● What you need to do: In the entries below, count the lines that contain the word "your" and give only that number.

(Source data)
━━━━━━━━

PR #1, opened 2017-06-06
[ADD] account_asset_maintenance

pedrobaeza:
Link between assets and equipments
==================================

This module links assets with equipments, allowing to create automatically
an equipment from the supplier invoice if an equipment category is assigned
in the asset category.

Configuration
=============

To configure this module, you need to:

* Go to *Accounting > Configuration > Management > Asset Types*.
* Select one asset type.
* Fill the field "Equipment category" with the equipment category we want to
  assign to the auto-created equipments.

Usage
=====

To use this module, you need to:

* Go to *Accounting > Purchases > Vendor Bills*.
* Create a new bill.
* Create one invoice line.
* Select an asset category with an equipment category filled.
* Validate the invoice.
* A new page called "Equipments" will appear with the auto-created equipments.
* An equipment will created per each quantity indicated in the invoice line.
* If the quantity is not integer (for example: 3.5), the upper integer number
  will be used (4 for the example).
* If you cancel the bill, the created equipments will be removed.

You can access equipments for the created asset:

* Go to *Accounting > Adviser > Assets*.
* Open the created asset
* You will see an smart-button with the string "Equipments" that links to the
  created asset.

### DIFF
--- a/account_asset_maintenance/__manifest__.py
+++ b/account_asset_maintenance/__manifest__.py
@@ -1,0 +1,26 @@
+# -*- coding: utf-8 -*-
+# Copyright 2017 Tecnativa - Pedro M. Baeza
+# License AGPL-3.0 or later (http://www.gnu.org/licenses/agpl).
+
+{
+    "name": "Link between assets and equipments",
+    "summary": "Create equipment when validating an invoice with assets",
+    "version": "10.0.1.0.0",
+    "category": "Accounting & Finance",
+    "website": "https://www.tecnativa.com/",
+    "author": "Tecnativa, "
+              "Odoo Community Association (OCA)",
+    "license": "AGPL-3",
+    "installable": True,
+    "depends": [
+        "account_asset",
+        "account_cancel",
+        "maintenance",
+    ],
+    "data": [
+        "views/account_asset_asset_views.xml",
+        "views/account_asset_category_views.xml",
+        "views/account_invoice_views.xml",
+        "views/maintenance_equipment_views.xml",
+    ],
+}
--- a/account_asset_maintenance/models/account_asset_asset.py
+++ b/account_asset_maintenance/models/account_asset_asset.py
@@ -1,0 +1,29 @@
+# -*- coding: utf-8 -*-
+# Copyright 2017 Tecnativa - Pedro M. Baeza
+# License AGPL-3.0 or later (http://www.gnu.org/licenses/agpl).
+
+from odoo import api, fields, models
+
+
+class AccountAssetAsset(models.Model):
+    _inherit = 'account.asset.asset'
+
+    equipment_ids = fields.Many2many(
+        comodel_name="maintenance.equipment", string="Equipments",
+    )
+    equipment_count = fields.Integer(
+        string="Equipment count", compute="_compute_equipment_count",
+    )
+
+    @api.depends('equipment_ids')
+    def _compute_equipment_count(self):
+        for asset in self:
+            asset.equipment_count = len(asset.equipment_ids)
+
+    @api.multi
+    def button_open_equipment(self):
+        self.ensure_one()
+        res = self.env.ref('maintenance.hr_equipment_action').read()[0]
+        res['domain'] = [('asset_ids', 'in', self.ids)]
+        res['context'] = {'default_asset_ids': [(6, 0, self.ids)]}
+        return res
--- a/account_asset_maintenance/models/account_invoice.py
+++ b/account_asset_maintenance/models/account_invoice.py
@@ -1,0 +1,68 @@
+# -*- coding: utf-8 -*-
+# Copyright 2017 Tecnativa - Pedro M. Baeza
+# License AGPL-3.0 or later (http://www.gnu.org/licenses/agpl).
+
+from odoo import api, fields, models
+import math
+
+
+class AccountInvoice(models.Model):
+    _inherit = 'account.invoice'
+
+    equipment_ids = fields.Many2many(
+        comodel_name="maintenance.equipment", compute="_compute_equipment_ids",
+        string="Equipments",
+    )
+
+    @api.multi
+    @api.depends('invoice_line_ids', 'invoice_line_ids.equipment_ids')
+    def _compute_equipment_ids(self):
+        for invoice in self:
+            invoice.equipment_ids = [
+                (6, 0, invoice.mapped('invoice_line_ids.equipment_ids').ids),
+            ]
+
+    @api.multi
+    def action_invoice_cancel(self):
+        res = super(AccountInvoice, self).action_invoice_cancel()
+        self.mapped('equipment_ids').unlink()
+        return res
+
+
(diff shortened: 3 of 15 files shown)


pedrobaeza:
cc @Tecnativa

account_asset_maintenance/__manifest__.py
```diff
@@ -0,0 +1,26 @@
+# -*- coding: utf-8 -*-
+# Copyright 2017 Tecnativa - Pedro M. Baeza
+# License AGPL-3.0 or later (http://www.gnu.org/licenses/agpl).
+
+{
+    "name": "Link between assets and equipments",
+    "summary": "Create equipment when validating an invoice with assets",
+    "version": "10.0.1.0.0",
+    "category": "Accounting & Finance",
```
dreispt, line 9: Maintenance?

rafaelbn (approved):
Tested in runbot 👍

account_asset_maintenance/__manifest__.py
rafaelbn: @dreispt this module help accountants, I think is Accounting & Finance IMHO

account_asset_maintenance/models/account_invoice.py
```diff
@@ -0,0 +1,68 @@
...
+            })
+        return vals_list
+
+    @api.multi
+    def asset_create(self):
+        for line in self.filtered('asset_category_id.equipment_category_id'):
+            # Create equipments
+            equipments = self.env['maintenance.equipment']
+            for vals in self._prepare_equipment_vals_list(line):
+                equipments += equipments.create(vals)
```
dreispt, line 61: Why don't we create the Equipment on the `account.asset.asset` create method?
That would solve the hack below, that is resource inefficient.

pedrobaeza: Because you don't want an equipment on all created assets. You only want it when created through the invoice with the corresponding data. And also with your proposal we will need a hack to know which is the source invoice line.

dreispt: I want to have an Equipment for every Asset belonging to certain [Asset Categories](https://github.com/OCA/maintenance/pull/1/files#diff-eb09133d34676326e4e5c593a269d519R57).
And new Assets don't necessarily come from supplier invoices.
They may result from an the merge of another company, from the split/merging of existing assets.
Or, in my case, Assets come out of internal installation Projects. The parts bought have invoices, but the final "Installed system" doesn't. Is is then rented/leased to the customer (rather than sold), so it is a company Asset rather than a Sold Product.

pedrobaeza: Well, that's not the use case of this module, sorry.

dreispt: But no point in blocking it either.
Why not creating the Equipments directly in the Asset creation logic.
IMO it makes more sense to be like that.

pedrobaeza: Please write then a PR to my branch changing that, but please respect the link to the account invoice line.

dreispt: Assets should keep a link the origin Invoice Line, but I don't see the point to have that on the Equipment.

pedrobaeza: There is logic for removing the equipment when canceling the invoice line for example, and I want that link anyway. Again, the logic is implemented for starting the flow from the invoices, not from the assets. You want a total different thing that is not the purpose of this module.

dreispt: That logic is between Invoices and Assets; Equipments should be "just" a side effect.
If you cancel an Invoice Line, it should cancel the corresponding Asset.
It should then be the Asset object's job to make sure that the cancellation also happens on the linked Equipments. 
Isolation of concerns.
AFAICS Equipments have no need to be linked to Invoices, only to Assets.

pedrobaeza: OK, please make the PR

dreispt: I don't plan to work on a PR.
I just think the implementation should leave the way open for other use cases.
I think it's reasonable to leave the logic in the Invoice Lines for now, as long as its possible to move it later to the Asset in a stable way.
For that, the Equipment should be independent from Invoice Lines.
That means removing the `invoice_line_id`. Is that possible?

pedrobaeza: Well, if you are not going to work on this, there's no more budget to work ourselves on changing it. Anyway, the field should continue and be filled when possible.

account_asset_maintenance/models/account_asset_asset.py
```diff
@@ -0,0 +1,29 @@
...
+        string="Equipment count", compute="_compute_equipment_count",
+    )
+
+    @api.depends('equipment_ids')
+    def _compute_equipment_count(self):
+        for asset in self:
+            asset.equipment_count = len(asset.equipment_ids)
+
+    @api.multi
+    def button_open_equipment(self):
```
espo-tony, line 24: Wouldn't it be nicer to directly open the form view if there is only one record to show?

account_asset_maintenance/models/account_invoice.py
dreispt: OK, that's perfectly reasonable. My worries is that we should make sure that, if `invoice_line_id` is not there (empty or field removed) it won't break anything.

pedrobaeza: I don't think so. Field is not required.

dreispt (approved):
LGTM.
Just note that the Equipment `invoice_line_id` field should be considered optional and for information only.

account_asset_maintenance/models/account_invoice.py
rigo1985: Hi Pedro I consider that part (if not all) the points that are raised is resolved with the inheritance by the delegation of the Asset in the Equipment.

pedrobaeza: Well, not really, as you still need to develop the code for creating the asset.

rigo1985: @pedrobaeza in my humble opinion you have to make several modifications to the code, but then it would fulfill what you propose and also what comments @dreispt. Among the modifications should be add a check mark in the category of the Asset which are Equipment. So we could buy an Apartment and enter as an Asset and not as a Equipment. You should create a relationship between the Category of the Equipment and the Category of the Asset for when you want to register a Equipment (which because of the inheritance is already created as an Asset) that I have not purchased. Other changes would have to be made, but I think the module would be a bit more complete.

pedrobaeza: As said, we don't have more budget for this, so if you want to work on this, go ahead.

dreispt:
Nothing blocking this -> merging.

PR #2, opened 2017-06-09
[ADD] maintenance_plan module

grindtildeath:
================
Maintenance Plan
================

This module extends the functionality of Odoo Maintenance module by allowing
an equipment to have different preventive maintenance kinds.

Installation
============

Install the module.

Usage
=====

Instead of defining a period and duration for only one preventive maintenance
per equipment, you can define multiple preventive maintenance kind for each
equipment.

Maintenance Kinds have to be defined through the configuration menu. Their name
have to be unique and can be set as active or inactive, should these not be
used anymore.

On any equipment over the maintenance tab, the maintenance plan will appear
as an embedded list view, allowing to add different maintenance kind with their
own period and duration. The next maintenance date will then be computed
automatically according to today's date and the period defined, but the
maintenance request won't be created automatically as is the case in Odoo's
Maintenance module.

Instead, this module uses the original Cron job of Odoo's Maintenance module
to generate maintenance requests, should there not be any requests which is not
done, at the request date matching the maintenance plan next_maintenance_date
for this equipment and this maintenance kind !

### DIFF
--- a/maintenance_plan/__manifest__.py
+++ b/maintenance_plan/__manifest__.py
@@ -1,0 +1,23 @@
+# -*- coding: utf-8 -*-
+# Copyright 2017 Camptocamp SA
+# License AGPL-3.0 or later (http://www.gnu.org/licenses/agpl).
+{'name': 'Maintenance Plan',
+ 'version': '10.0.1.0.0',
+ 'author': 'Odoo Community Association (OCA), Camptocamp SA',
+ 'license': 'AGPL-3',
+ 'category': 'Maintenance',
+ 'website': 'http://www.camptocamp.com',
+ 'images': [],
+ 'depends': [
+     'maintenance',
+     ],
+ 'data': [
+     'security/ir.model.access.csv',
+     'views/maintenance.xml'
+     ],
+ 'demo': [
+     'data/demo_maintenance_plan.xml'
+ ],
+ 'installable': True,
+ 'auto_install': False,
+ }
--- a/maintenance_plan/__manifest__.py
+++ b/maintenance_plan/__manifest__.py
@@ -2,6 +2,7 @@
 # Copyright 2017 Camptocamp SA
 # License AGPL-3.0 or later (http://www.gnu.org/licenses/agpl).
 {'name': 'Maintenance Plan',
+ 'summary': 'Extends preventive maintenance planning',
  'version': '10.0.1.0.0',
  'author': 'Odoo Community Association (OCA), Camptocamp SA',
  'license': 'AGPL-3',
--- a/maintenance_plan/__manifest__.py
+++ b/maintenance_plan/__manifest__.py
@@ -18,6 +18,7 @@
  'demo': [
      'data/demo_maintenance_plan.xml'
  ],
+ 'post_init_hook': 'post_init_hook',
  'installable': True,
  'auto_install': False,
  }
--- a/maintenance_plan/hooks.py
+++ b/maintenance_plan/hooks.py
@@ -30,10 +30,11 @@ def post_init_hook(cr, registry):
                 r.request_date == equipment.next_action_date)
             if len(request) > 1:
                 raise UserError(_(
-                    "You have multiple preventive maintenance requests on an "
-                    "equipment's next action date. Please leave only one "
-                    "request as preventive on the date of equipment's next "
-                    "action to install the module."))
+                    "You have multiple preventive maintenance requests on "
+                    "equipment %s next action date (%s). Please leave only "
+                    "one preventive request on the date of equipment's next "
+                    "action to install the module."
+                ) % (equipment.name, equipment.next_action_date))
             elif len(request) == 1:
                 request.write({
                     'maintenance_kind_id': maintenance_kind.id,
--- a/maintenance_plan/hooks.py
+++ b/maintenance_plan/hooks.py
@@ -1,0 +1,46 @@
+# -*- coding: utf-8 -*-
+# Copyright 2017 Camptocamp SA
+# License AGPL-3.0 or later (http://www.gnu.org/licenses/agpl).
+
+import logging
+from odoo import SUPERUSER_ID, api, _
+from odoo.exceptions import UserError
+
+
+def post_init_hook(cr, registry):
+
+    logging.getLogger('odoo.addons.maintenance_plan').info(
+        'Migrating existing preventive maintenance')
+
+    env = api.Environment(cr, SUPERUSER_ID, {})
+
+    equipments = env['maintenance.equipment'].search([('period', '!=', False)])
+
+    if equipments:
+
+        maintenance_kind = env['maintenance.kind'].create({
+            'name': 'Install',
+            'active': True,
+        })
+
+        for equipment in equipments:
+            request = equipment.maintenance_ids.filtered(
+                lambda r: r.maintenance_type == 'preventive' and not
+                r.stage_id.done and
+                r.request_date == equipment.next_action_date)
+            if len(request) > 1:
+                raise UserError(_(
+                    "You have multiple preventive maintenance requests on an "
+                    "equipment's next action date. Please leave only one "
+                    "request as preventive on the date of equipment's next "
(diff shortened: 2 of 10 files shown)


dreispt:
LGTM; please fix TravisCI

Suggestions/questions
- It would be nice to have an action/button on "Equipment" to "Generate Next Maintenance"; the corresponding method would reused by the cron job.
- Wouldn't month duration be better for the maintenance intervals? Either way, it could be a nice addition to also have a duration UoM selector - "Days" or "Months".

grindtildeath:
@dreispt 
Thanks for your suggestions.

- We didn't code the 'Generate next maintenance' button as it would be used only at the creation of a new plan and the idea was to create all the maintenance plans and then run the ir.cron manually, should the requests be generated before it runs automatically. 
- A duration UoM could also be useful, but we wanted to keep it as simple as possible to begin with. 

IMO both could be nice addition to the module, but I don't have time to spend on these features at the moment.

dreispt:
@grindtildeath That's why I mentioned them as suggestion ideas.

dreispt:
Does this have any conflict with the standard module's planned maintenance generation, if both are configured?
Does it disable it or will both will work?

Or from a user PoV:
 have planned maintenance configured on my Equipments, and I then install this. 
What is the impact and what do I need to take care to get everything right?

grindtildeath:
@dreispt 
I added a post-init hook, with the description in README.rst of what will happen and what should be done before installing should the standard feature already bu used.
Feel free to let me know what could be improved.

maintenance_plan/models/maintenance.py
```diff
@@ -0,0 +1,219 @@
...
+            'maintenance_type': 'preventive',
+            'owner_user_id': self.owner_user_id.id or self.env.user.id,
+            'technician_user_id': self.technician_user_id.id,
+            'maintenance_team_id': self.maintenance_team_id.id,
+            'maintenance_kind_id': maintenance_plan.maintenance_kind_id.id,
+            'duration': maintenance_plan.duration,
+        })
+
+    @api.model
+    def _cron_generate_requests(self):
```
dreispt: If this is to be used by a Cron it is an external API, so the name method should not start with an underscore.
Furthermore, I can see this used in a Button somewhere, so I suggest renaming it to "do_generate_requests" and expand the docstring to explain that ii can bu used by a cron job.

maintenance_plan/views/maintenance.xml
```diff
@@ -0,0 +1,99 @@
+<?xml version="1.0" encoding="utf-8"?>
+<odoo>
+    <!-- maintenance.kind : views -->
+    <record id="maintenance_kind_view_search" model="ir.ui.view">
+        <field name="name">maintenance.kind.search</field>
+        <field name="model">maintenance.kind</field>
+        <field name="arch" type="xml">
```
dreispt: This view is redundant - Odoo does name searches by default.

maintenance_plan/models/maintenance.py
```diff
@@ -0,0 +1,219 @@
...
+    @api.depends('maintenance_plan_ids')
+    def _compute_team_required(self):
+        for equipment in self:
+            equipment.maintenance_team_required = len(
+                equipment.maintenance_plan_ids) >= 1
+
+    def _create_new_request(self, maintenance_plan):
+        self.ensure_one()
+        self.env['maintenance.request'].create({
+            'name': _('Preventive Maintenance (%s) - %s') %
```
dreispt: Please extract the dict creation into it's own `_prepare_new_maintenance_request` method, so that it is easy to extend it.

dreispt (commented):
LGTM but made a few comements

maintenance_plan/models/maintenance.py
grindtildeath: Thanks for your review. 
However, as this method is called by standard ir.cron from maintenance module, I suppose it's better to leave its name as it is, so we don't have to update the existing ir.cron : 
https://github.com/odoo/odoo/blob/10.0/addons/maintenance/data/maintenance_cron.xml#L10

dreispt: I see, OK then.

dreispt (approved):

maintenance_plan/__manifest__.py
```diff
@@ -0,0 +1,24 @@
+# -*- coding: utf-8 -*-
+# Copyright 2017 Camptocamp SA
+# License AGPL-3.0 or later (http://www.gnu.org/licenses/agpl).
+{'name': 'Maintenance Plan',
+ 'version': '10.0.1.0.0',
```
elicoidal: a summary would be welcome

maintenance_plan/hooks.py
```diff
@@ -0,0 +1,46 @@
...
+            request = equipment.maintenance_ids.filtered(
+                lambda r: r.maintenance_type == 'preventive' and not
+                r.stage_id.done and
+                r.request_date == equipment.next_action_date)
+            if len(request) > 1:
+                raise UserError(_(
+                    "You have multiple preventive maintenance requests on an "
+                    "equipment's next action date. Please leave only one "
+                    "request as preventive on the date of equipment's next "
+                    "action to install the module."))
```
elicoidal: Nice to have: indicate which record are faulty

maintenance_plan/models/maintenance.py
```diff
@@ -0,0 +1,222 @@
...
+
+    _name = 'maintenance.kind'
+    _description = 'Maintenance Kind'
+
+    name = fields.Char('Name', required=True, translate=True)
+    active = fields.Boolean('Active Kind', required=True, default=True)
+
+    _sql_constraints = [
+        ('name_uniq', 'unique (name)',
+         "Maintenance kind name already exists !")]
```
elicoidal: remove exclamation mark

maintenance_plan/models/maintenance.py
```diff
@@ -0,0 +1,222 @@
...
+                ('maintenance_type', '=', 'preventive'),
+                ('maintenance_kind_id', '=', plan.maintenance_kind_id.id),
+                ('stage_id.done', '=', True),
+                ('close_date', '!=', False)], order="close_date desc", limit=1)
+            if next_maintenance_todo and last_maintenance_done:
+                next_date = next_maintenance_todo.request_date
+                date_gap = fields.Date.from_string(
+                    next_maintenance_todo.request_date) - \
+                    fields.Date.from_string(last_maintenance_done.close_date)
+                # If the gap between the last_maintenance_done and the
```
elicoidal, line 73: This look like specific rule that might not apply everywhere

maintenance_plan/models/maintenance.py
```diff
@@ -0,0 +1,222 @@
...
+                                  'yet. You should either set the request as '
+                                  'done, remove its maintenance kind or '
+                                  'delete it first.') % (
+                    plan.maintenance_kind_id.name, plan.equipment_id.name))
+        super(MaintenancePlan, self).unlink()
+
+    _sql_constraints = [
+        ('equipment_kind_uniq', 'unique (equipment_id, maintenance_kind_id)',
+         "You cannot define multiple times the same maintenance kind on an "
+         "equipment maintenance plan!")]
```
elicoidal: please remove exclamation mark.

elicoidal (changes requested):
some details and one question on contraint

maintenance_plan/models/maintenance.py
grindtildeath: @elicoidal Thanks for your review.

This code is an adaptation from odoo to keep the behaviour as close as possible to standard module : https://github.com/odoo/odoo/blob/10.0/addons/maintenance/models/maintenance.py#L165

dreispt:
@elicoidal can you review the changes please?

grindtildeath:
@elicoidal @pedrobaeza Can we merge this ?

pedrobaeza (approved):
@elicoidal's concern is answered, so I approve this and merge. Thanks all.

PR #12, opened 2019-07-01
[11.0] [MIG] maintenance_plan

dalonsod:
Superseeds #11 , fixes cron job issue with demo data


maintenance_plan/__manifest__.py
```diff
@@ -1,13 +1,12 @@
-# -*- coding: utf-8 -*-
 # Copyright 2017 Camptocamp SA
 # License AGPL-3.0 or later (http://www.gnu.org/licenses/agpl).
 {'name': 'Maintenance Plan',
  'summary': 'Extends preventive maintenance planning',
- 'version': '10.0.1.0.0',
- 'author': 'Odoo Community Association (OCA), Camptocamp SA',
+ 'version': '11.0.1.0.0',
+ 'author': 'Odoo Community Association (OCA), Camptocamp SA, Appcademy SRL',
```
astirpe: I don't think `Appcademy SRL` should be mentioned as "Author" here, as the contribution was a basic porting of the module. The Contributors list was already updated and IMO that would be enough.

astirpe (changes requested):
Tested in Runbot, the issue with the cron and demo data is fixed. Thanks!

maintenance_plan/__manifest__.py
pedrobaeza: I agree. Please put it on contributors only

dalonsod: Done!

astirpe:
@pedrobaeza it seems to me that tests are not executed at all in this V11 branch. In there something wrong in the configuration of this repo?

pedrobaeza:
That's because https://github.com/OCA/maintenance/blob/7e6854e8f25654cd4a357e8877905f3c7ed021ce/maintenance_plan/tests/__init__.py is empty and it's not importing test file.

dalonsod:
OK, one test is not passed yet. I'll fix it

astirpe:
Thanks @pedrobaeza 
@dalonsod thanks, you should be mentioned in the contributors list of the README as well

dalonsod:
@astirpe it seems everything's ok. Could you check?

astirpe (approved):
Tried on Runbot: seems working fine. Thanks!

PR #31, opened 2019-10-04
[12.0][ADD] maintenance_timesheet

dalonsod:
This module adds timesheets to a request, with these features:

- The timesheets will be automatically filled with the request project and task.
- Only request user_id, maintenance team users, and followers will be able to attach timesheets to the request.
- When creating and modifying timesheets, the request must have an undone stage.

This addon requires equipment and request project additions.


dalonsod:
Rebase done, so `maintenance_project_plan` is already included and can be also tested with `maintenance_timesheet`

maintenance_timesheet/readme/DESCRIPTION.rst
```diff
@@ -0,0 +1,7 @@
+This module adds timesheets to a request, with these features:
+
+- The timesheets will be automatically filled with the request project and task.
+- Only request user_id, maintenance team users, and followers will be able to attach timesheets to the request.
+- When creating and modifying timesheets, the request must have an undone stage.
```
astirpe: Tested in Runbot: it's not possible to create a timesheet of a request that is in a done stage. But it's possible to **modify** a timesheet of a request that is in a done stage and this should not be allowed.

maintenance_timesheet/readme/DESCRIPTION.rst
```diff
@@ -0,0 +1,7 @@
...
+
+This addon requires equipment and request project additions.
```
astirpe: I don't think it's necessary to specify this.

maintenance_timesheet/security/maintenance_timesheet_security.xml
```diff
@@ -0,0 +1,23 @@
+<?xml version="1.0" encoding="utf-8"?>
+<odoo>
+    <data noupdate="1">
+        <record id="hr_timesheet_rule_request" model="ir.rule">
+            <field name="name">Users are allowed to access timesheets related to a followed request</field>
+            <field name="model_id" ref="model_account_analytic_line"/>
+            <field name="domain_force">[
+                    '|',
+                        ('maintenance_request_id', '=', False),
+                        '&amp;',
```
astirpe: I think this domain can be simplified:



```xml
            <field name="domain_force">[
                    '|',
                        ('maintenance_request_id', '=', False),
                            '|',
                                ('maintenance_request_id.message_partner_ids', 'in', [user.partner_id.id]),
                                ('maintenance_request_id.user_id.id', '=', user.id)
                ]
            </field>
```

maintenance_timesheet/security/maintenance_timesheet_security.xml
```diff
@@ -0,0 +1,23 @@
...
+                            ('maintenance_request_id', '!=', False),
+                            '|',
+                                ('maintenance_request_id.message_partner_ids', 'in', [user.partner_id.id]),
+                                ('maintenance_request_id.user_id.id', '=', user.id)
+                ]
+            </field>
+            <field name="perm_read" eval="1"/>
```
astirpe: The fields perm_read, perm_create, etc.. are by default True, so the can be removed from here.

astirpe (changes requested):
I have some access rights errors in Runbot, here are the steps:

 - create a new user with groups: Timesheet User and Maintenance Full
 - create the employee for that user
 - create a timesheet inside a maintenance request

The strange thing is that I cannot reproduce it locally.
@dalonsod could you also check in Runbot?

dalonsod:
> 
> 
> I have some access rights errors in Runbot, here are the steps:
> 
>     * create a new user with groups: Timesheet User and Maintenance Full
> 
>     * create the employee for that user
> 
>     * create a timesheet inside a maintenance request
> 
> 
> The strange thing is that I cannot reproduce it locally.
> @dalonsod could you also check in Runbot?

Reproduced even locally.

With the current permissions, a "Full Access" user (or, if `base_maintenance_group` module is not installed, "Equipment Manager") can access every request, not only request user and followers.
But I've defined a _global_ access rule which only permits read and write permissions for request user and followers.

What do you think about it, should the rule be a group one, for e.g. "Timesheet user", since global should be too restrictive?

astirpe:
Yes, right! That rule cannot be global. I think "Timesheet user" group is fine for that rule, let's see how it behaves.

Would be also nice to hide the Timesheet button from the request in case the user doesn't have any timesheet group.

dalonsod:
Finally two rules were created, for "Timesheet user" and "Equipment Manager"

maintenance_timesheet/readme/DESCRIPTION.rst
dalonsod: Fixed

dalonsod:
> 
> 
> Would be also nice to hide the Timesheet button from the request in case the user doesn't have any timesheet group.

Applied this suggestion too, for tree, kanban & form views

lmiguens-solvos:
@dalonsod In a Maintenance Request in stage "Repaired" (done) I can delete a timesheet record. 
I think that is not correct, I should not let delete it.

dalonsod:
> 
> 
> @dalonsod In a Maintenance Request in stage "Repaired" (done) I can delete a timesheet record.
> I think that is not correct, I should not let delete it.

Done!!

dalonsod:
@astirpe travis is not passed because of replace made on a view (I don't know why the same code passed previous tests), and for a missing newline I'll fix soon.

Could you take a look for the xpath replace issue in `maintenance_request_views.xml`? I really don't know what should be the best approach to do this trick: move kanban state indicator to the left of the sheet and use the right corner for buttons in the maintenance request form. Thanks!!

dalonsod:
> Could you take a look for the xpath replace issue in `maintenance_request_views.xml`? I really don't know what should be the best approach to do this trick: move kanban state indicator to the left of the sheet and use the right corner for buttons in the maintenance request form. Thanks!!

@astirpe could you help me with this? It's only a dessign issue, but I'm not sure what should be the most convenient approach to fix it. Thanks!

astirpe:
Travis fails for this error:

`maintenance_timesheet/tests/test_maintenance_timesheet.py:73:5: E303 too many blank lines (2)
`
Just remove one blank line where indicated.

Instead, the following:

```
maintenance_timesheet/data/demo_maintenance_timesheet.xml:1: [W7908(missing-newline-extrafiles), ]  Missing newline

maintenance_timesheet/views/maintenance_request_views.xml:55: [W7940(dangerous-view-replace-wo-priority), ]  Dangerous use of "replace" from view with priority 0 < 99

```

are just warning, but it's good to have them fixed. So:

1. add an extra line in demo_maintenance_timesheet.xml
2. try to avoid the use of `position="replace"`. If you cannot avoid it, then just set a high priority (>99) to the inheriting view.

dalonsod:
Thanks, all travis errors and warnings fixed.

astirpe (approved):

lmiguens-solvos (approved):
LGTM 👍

━━━━━━━━

● Answer section: 4